🤖 AI Summary
This work addresses the challenge of online sequential subsidy allocation in large-scale ride-hailing markets by proposing a hierarchical diffusion model framework. The approach leverages prefix-conditioned diffusion to generate future supply-demand trajectories and employs a context-conditioned inverse decoding module to produce city-level subsidy signals. Crucially, Lagrangian dual mapping embeds subsidy rate constraints directly into dispatch incentives, enabling low-latency, fine-grained, and iteration-free compliant decision-making. Innovatively adapting diffusion models to city-scale dynamic control, the method introduces a prefix-conditioning mechanism that bridges the offline–online gap and supports multi-city transferability.
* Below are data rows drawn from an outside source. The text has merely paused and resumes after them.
Issue #886, opened 2026-05-04
bug: current date not injected into system prompt — model discards valid search results as "fictional"


ghost:
## Summary

Cogtrix does not inject the current date into the system prompt. When using models with a 2024 training cutoff (e.g., `qwen3-coder`), the model believes its training cutoff is "now." When web search returns real current-year results, the model's reasoning phase overrides the tool evidence and categorizes the results as "fictional or speculative," producing a useless response.

## Steps to reproduce

```bash
docker run ... cogtrix --log /tmp/cogtrix.log --debug --verbosity 3 -s iran2 -M reasoning
# Prompt: "Please check on the Internet the latest (by May 4th, 2026, 7 pm GST) news on situation around Iran."
```

## What happened

1. Agent correctly called `search_web` 6 times — received real, current 2026 results from BBC, Al Jazeera, Wikipedia, Brookings, etc.
2. Agent wrote a complete checkpoint: *"Completed comprehensive report on Iran's situation as of May 4, 2026... political, military, economic, international relations."*
3. Final response generation phase: model discarded all tool results and responded:

> *"Based on my training data cutoff (which is typically in 2024), I cannot provide verified information about events in 2026... the search results I previously retrieved appeared to be describing fictional or speculative scenarios about that future date."*

## Root cause

`build_agent_graph` (or session startup) does not inject `datetime.now()` into the system prompt. Models with a pre-2026 training cutoff have a strong prior that the current year matches their cutoff. When reasoning mode produces a final response, this prior overrides tool-call evidence.

## Fix

Inject the current date dynamically into the system prompt at session startup, e.g.:

```python
system_prompt = system_prompt.replace("{current_date}", datetime.now().strftime("%B %d, %Y"))
```

Or unconditionally prepend to the system prompt:

```python
date_prefix = f"Today's date is {datetime.now().strftime('%B %d, %Y')}.\n\n"
system_prompt = date_prefix + system_prompt
```

This ensures models know what "now" is, so they trust real-time tool results over training-data priors.

## Secondary bugs observed in same session

1. `complete_goal` called 3 consecutive times (phantom — tool not loaded) — same phantom call pattern as #825
2. Agent released `search_web` via `request_tools(remove=[...])` then immediately attempted to call it again

## Session log

[...]

PR #897, opened 2026-05-04
fix(agent): handle None input in InputGuard and inject current date for models with outdated training data

### LINKED ISSUE #825: [assistant] InputGuard.check could crash on None input if type annotation mismatch occurs
## What happened
```python
```

## What expected
The function should either:

## Steps to reproduce
3. Observe TypeError

## Component
assistant

## Severity
medium

## Environment
All environments

## Version
Current (v0.8.0)

## Files affected

## Analysis

## Recommended fix
Add an early check:
```python
    if text is None:
        return GuardrailResult(
            is_safe=False,
            reason="Input text is None",
            guard_name="input_validation"
        )
```

Or add a assert:
```python
```

ghost:
## Summary

- Add None check to InputGuard.check() to prevent crashes when receiving None input (fixes #825)
- Add test case for None input handling in InputGuard
- Inject current date into system prompt to help models with pre-current-year training cutoffs understand what 'now' is, preventing them from discarding valid real-time search results as 'fictional'
- Export TOOL_CALLS_TOTAL = None in metrics.py for backward compatibility with orchestration code that may attempt to import it

### src/assistant/guardrails.py
- Added None check in check() to return a safe-guarded result with is_safe=False

### src/api/routes/metrics.py
- Exported TOOL_CALLS_TOTAL for backward compatibility (similar to existing LLM_TOKENS_TOTAL)

### src/orchestration/runner.py
- Inject current date into system prompt using datetime.now() at session startup

### tests/test_assistant_guardrails.py
- Added test_none_input_blocked() to verify None input is handled gracefully

## Testing

- All 227 tests pass (222 guardrails + 5 runner tests)
- ruff check: passed
- black check: passed
- pyright check: 0 errors, 0 warnings

Fixes: #825, #886


Ami-Wong-at-NorthlandPositronics:
⚠️ **Duplicate PR detected**: This PR (#897, branch `fix/886-inject-current-date`) appears to be a duplicate of #894 (branch `fix/825-inputguard-none-crash`). Both have the same title, same fixes (#825 and #886), and same author (@Bender-at-NorthlandPositronics).

Please close one and keep the other to avoid confusion. Once the duplicate is resolved, I'll review the surviving PR.

dmitrii-northlandpositronics:
Closing — same fixes as #894, already in PR #920. Please avoid duplicate PRs.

Both offline evaluations and real-world A/B tests demonstrate that the proposed framework significantly improves completed ride volume and gross merchandise value (GMV) while strictly adhering to subsidy budget constraints.
📝 Abstract
Ride-hailing platforms like DiDi Chuxing operate in highly dynamic environments where balancing driver supply and passenger demand is critical. Although driver-side subsidies serve as a primary lever to align these forces and improve key KPIs like completed rides (\texttt{Rides}) and gross merchandise value (\texttt{GMV}), optimizing them in production requires simultaneously meeting three constraints: (i) responsiveness to stochastic shocks, (ii) strict subsidy-rate caps, and (iii) low-latency execution at city scale. These requirements rule out expensive per-order optimization, calling for a forward-looking, constraint-aware city-level controller for online sequential decision making. To meet these requirements, we introduce D$^3$-Subsidy (Dynamic Driver-side Diffusion-based Subsidy), a hierarchical diffusion-based framework for deployable city-wide subsidy control. To bridge the train-inference gap, D$^3$-Subsidy employs a prefix-conditioned diffusion model that samples plausible future trajectories from immutable historical observations, ensuring the training protocol aligns with the fixed-history nature of online deployment. These generated plans are then decoded by a context-conditioned inverse module into low-dimensional city-level control signals. For scalable execution, we bridge the gap between city-level planning and fine-grained dispatch via a Lagrangian-dual-derived mapping, which embeds subsidy-rate caps directly into order-driver incentives without iterative optimization. Additionally, a multi-city pretraining strategy with parameter-efficient fine-tuning enables robust transfer across heterogeneous cities. Extensive offline evaluations demonstrate that D$^3$-Subsidy improves \texttt{Rides} and \texttt{GMV} while enhancing cap compliance, and a real-world A/B test confirms significant uplift while keeping budget-related violation metrics within operational thresholds.